[Stored data entries]
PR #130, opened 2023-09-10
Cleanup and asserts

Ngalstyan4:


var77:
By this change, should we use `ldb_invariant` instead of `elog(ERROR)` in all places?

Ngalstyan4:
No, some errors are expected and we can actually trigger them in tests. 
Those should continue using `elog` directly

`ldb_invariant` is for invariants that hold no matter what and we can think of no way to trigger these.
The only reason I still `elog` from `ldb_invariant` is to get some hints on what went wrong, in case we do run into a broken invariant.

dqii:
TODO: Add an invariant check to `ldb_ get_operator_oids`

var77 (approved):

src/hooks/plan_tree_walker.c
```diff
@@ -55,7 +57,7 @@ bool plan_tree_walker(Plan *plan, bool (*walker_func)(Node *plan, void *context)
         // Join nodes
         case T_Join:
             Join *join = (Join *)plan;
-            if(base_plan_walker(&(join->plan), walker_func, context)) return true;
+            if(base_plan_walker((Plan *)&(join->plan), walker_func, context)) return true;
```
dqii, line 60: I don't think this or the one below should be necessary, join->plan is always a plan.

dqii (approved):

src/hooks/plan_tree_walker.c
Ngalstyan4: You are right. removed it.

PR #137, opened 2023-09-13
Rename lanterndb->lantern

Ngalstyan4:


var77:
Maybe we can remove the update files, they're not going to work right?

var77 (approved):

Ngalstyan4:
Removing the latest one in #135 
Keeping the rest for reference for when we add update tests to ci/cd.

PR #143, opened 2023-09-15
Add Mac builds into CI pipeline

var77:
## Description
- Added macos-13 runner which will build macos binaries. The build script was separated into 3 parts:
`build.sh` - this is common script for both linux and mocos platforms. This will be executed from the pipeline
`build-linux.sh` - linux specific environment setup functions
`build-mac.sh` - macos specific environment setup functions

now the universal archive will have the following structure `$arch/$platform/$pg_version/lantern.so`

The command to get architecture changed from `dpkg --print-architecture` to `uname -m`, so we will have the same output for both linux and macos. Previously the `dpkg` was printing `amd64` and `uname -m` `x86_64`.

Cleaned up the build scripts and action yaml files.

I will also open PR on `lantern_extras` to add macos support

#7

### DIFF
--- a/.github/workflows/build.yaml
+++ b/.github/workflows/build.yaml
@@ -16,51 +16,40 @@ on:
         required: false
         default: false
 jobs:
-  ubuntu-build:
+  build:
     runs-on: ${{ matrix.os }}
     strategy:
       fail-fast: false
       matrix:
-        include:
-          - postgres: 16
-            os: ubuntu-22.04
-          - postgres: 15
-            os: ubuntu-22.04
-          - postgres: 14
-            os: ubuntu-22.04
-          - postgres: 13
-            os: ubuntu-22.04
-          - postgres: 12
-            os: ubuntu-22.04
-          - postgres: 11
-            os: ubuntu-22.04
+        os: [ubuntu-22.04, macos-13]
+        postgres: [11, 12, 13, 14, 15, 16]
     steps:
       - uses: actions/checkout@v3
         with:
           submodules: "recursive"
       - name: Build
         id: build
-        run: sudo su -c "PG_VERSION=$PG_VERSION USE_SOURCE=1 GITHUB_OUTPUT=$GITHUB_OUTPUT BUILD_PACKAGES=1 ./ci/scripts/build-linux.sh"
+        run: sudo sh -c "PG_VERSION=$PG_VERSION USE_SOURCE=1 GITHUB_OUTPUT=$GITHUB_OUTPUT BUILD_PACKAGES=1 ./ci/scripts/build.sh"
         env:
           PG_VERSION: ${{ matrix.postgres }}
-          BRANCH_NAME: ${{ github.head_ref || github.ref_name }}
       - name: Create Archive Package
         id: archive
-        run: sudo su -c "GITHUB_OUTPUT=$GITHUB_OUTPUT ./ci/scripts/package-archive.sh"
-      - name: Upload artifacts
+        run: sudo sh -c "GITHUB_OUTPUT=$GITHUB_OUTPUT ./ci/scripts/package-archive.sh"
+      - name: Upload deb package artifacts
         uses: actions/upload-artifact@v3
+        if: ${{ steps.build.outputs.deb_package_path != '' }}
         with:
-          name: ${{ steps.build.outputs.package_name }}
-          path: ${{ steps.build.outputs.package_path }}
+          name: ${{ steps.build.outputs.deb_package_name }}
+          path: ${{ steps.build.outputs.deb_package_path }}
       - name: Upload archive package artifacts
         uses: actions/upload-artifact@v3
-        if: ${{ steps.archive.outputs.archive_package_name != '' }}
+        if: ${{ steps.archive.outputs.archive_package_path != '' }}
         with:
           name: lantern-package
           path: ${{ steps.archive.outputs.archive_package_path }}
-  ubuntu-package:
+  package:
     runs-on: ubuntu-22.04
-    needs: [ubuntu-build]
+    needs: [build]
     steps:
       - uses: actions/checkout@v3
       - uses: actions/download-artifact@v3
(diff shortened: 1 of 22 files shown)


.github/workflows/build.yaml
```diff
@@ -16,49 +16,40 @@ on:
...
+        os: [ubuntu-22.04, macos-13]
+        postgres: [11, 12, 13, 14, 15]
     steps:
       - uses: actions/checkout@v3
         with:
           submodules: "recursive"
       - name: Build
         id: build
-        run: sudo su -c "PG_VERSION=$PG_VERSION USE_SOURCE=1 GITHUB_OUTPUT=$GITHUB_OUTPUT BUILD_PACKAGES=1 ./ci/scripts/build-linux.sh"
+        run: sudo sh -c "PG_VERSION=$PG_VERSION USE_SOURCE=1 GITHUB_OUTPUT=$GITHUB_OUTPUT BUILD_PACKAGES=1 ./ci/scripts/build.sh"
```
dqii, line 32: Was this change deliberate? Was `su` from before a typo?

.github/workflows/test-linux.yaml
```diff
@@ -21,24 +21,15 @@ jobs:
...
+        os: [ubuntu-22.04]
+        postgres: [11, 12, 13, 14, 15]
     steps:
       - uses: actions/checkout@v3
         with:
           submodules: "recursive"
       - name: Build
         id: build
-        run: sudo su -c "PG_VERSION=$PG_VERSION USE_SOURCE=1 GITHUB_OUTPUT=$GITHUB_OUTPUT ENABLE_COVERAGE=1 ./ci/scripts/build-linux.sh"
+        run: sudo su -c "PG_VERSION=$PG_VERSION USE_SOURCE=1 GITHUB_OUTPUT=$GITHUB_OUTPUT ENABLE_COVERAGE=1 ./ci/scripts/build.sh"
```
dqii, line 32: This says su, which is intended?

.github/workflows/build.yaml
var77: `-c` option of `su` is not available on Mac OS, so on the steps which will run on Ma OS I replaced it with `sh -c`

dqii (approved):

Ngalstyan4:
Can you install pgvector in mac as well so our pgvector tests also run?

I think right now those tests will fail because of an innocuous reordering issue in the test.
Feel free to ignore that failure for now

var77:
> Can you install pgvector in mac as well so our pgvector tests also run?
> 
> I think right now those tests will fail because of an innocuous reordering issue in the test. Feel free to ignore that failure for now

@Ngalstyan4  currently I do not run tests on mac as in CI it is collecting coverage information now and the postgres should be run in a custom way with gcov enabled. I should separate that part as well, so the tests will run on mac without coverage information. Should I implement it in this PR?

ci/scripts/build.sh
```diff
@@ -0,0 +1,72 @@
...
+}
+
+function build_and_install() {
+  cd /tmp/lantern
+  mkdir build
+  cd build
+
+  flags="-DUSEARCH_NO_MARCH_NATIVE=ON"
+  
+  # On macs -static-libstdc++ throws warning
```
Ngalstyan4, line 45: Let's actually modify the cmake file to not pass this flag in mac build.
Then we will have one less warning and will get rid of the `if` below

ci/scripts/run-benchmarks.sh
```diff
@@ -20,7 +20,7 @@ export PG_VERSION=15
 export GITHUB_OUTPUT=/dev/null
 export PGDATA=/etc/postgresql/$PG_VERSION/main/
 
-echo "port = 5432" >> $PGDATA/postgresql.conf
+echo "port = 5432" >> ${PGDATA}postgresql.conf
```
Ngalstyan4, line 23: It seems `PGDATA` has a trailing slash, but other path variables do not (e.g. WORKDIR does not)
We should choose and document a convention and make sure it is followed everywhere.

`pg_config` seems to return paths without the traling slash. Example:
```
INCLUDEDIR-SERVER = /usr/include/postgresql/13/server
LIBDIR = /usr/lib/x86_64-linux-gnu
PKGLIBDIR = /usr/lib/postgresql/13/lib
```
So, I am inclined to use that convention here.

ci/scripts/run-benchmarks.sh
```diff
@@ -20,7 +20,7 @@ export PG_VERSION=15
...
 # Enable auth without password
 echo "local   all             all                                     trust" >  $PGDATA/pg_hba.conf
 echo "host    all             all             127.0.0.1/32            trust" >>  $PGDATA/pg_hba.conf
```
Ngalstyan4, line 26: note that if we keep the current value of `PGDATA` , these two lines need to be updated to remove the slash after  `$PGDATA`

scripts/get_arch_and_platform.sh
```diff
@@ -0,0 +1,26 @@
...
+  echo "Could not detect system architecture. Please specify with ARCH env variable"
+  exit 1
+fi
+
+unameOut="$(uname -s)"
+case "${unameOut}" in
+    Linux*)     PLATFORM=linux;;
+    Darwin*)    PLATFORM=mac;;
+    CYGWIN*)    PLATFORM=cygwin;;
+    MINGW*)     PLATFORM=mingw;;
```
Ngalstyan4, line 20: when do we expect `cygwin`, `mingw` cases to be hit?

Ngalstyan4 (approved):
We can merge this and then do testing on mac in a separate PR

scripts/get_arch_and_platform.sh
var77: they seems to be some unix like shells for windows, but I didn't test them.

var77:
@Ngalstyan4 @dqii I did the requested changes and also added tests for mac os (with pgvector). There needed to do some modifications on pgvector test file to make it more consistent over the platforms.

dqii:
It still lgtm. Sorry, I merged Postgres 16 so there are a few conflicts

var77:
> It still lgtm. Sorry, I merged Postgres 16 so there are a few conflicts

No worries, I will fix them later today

Task statement — Using the records above, state how many lines contain "when"; a single number is the whole answer.

Task output — 2